Any chance you'll be kitting her? I'd certainly buy one.


----------



## Mitchellmania (Feb 14, 2002)

WOW! You did a beautiful job on the sculpt and painting!!


----------



## rkoenn (Dec 18, 2007)

That really is a most excellent figure you did there, professional quality. Now you need to do one in 1/25 for the new Polar Lights Batmobile. I have one of those 1/18 Hot Wheels Batmobiles but left it in the box. Have you considered Batman and Robin figures to go inside as well? I would be interested in her and those as well if you ever decide to take on the task and sell them.


----------



## John P (Sep 1, 1999)

She's gorgeous! Good work!


----------



## modelgeek (Jul 14, 2005)

WOW!!!! She is perfect..


----------



## walsing (Aug 22, 2010)

You are a very talented sculptor! Fantastic work!


----------



## Aurora-brat (Oct 23, 2002)

Best rendition of the Yvonne Craig Batgirl I've ever seen...period!

PM incoming...

Tory


----------



## dklange (Apr 25, 2009)

Batgirl looks terrific!! Your painting skills are matched by your sculpting abilities!!! *Very nicely done*... you packed a lot of great details on a very small subject!! - Denis


----------



## Richard Baker (Aug 8, 2006)

That is AWESOME!
Not only did you nail her likeness, you gave her one of thse 'Car Show Attitude' poses...


----------



## ChrisW (Jan 1, 1970)

Holy 1/18 scale hotness, Batman! She's exquisite!


----------



## Xenodyssey (Aug 27, 2008)

Outstanding. Both the sculpt and the paint job on her.


----------



## clark_savage (Jan 24, 2003)

Belongs in a museum! Where can we see more of your work?? Tutorials would be great too!!


----------



## StarshipClass (Aug 13, 2003)

I'd like to get her phone number! Very hot! Amazingly good detail and realism.


----------



## aurora fan (Jan 18, 1999)

amazing!


----------



## iamweasel (Aug 14, 2000)

Simply...WOW!!


----------



## roadskare63 (Apr 14, 2010)

she's beautiful man...great work:thumbsup:


----------



## airman34 (May 18, 2011)

I agree! Can't speak highly enough about the sculpting or the paint job. I also would be interested in seeing some of your other work.


----------



## Cro-Magnon Man (Jun 11, 2001)

Amazing, awesome, what everybody else has said, and the paint work is just as good as the sculpting. Thanks for showing!


----------



## harpooner54 (Sep 15, 2008)

Wow! Thanks everybody for the great comments! There are possible plans
on sculpting other standing figures to go along with the car. I'll have to wait
& see about the 1/25 version (that takes even more magnification...).

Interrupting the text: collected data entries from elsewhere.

PR #9392, opened 2026-08-19
RHOAIENG-61022: remove deprecated sidecar deployment mode

lucferbux:
https://issues.redhat.com/browse/RHOAIENG-61022

## Description

The dashboard completed its modular architecture transition to standalone deployment (each BFF module as its own Deployment). The sidecar mode (all BFF modules as containers in one pod) is fully deprecated and no longer used.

For those that would like to see some of my other work- here is my blog:
http://dnwstudios.blogspot.com/
Some of the projects I did both the sculpting & painting, while others I just
did the paintwork.

I can post some earlier work in progress pictures of Batgirl for those interested.

Thanks.
-David


----------



## flyingfrets (Oct 19, 2001)

Hell yeah! Post away!


----------



## armymedic80 (Aug 11, 2010)

She has an incredible likeness to Yvonne Craig. That is really nice.


----------



## longbox (Nov 4, 2007)

Congratulations,that is exquisite.
You are an extremely talented chap! :thumbsup:


----------



## IanWilkinson (Apr 23, 2010)

WOW!.. im stunned, not only is the sculpt brilliant, but the paint job is outstanding!.. 10/10


----------



## Stoney-VA (Oct 19, 2011)

*Awesome work*



harpooner54 said:


> ]




David, When I consider the scale of this small Batgirl, it boggles my mind how you sculpted her so finely. This piece is a testament to your artistic skill and talent.

The pieces that you have posted on your blog are amazing as well.

I really love the Carhop. Do you ever plan on recasting Carhop Service and offering a kit of her again?


----------



## SJF (Dec 3, 1999)

Fantastic job! :thumbsup:

Sean


----------



## JGG1701 (Nov 9, 2004)

^^^^^^^^^^^^^^^^^^^^^^^
All the above, great job!:thumbsup:
-Jim


----------



## MightyMax (Jan 21, 2000)

That is GREAT!
Put me down for one if you ever market these!

Max Bryant


----------



## Disco58 (Apr 10, 2011)

Although I watched Batman religiously back in the 60's I didn't remember Yvonne Craig as Batgirl, or even Commissioner Gordon's daughter. I obviously also didn't remember the purple outfit, which at first I thought was odd, but very attractive. I did a quick search on her and then it clicked. You have definitely hit it, wow! :thumbsup::thumbsup:


----------



## geoffdude (Mar 31, 2009)

Like everyone else has stated, AWESOME!

And, you can put me down for one too.. if you ever decide to sell these!

Please PM me if you are.

Regards,

geoff


----------



## harpooner54 (Sep 15, 2008)

Thanks very much for the additional comments! I appreciate them.

Stoney-VA- Thanks, I'm glad that you like the Carhop. Since that was made
several years ago & there are other projects to deal with, chances are that I
won't be re-doing the kit anytime soon.

Here are some work in progress pictures of the head-sculpt. Shown 1st is the
very rough version in sculpey & then the progression as more details are added
with epoxy putty & the shapes are refined.

Thanks.
-David


----------



## scifimodelfan (Aug 3, 2006)

Very nice looking, you need to sell them to us all. she is great.


----------



## Stoney-VA (Oct 19, 2011)

Put me down for one too!


----------



## Dyonisis (Nov 11, 2009)

EXCELLENT! The quality of detail, and sculpt is perfect! The paint makes this pop. If I hadn't seen it with my own eyes - I wouldn't believe it was possible. If you still have the mould for this - I'd like to have one too. Post a thread for those interested, and a price. I'm sure she'll will be a hit with all the collectors here. 

I can't get anyone at the clubhouse to respond to my emails. I've had to use a free email account since verizon sold out to frontier - my email address won't work anymore. Thanks for sharing with those of us who can't make it over there. 

~ Chris


----------